# WORK ITEM
Repeat exactly the lines from the start of the records below through the line that contains "### Cluster resource", including both.

# SUPPLIED MATERIAL
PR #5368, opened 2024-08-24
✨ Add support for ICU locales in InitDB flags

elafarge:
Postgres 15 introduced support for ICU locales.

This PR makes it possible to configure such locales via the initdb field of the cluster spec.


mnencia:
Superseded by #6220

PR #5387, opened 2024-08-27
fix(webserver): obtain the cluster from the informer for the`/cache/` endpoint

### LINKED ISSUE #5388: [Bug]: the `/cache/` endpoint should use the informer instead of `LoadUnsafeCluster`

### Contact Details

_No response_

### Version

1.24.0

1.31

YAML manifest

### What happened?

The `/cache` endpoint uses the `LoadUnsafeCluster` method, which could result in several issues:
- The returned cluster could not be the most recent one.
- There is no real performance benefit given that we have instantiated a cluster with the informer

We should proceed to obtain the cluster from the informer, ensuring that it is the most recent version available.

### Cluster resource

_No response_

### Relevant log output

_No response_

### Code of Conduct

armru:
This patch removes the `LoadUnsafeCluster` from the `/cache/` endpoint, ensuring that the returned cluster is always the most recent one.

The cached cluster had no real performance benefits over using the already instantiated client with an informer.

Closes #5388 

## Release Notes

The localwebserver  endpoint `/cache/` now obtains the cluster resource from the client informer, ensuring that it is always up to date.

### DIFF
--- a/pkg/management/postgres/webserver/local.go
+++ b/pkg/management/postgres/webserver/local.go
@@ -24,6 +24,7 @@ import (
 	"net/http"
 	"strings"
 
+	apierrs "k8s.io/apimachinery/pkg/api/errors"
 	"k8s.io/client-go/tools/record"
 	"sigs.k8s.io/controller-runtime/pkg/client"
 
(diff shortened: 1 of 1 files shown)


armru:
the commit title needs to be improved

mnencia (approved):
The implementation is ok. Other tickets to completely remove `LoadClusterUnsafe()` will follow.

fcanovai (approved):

# FINISHED EXERCISE
PR #5368, opened 2024-08-24
✨ Add support for ICU locales in InitDB flags

elafarge:
Postgres 15 introduced support for ICU locales.

This PR makes it possible to configure such locales via the initdb field of the cluster spec.


mnencia:
Superseded by #6220

PR #5387, opened 2024-08-27
fix(webserver): obtain the cluster from the informer for the`/cache/` endpoint

### LINKED ISSUE #5388: [Bug]: the `/cache/` endpoint should use the informer instead of `LoadUnsafeCluster`

### Contact Details

_No response_

### Version

1.24.0

1.31

YAML manifest

### What happened?

The `/cache` endpoint uses the `LoadUnsafeCluster` method, which could result in several issues:
- The returned cluster could not be the most recent one.
- There is no real performance benefit given that we have instantiated a cluster with the informer

We should proceed to obtain the cluster from the informer, ensuring that it is the most recent version available.

### Cluster resource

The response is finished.